### Task objective
Would you filter the listing below so that only lines with the word "following" remain?

### Entries shown
=======

PR #3315, opened 2024-07-10
contrib.cp: Adding beforeChild handling for bools in logical expressions 

emma58:
## Summary/Motivation:

This fixes a bug in the logical-to-disjunctive walker where we would hit our own carefulness in terms of not mixing algebraic and logical expressions. Specifically, the following code
```
from pyomo.environ import *
from pyomo.contrib.cp.transform.logical_to_disjunctive_walker import (
    LogicalToDisjunctiveVisitor,
)

m = ConcreteModel()
m.a = BooleanVar()
e = m.a.equivalent_to(True)

visitor = LogicalToDisjunctiveVisitor()
m.cons = visitor.constraints
m.z = visitor.z_vars

visitor.walk_expression(e)
```
resulted in this error in the walker:
```
  File "/home/esjohn/src/pyomo/pyomo/contrib/cp/tests/thing.py", line 14, in <module>
    visitor.walk_expression(e)
  File "/home/esjohn/src/pyomo/pyomo/core/expr/visitor.py", line 276, in walk_expression
    result = self._process_node(root, RECURSION_LIMIT)
             ^^^^^^^^^^^^^^^^^^^^^^^^^^^^^^^^^^^^^^^^^
  File "/home/esjohn/src/pyomo/pyomo/core/expr/visitor.py", line 489, in _process_node_bx
    return self.exitNode(node, data)
           ^^^^^^^^^^^^^^^^^^^^^^^^^
  File "/home/esjohn/src/pyomo/pyomo/contrib/cp/transform/logical_to_disjunctive_walker.py", line 262, in exitNode
    return _operator_dispatcher[node.__class__](self, node, *data)
           ^^^^^^^^^^^^^^^^^^^^^^^^^^^^^^^^^^^^^^^^^^^^^^^^^^^^^^^
  File "/home/esjohn/src/pyomo/pyomo/contrib/cp/transform/logical_to_disjunctive_walker.py", line 95, in _dispatch_equivalence
    _dispatch_or(visitor, node, 1 - a, b),
    ^^^^^^^^^^^^^^^^^^^^^^^^^^^^^^^^^^^^^
  File "/home/esjohn/src/pyomo/pyomo/contrib/cp/transform/logical_to_disjunctive_walker.py", line 113, in _dispatch_or
    visitor.constraints.add((1 - z) + sum(args) >= 1)
                                      ^^^^^^^^^
TypeError: unsupported operand type(s) for +: 'LinearExpression' and 'bool'
```

- Checks for `bool` types specifically in `beforeChild` in the logical-to-disjunctive walker, and casts them to integer so they will be binary.
- Adds a test

### Legal Acknowledgement


mrmundt (approved):

jsiirola (approved):

pyomo/contrib/cp/transform/logical_to_disjunctive_walker.py
```diff
@@ -243,6 +243,13 @@ def initializeWalker(self, expr):
...
     def beforeChild(self, node, child, child_idx):
+        if child.__class__ is bool:
+            # If we encounter a bool, we are going to need to treat it as
+            # binary explicitly because we are finally pedantic enough in the
+            # expression system to not allow some of the mixing we will need
+            # (like summing a LinearExpression with a bool)
+            return False, int(child)
+
         if child.__class__ in EXPR.native_types:
             return False, child
```
jsiirola, line 254: This is fine, however two questions:
1. Would the following be more efficient:
```python
if child.__class__ in EXPR.native_types:
    if child.__class__ is bool:
        # If we encounter a bool, we are going to need to treat it as
        # binary explicitly because we are finally pedantic enough in the
        # expression system to not allow some of the mixing we will need
        # (like summing a LinearExpression with a bool)
        return False, int(child)
    return False, child
```
2. are there concerns with float constants here?  For Param, we error if the value is fractional, but not here.  If the same concern applies, then maybe we should just do:
```python
if child.__class__ in EXPR.native_types:
    val = int(child)
    if val != child:
        raise ValueError("...")
    return False, val
```
(which covers both the fractional values and the bool case)

emma58: Oh, good catch! But I think it's actually the reverse: I shouldn't check in Param or here because it won't be required when we probably someday allow relational expressions to be in logical expressions here. And we are checking for integrality in places where we need it (e.g., `atmost`, `atleast`, and `exactly`)

PR #3324, opened 2024-07-17
Add `ParameterizedQuadraticRepn` and corresponding expression walker

shermanjasonaf:
## Summary/Motivation:

With upcoming changes to the preprocessing subroutine of the contributed PyROS solver, and, in particular, the preprocessor's coefficient matching step, which requires analyzing expression trees in terms of selected variables only, this PR adds a `ParameterizedQuadraticRepn` object that has the same structure as the existing `QuadraticRepn` (of #2823), and an accompanying expression walker that extends the behavior of the `QuadraticRepnVisitor` and `ParameterizedLinearRepnVisitor` (of #3268) to allow for collection of quadratic/bilinear terms with potentially variable coefficient expressions. As with the `ParameterizedLinearRepnVisitor`, variables to be treated as data are specified through the `wrt` argument to the `ParameterizedQuadraticRepnVisitor` constructor.

- Add `ParameterizedQuadraticRepn` class that inherits from `QuadraticRepn` but re-implements all methods/attributes that assume that constants and coefficients are numbers rather than expressions.
- Add `ParameterizedQuadraticRepnVisitor` that inherits from `ParameterizedLinearRepnVisitor` and features:
  - redefined `exitNode` handlers for products of linear expressions and products of quadratic/nonlinear expressions
  - a redefined `finalizeResult` method
  - expansion of nonlinear products by default

### Legal Acknowledgement


pyomo/repn/parameterized_quadratic.py
```diff
@@ -0,0 +1,439 @@
...
+            if vid in dest_dict:
+                dest_dict[vid] += mult * coef
+            else:
+                dest_dict[vid] = mult * coef
+    else:
+        for vid, coef in src_dict.items():
+            if vid in dest_dict:
+                dest_dict[vid] += coef
+            else:
+                dest_dict[vid] = coef
```
jsiirola, line 62: Despite the comment, this method is functionally identical to https://github.com/Pyomo/pyomo/blob/b5825e9e146552690d942903386102105251464c/pyomo/repn/parameterized_linear.py#L47-L59

We should probably be import / reuse it here (even through it starts with an underscore).

jsiirola (approved):
This has a huge amount of repeated code (from a mix of `parameterized_linear` and `quadratic`.  In the future we should refactor the walkers so that we can make better use of mixins or more general methods to clean this up.

blnicho (approved):

PR #3656, opened 2025-07-08
Introduce Retries into `download-extensions`

mrmundt:
## Summary/Motivation:
I'm personally losing my mind w.r.t. `download-extensions` because `gjh` is somewhat unreliable lately when downloading (but then will sometimes be fine if you try again). This introduces retries (default 3) into `download-extensions` with a short sleep of 1 second between each one.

=======

### Exercise solution
This fixes a bug in the logical-to-disjunctive walker where we would hit our own carefulness in terms of not mixing algebraic and logical expressions. Specifically, the following code
1. Would the following be more efficient:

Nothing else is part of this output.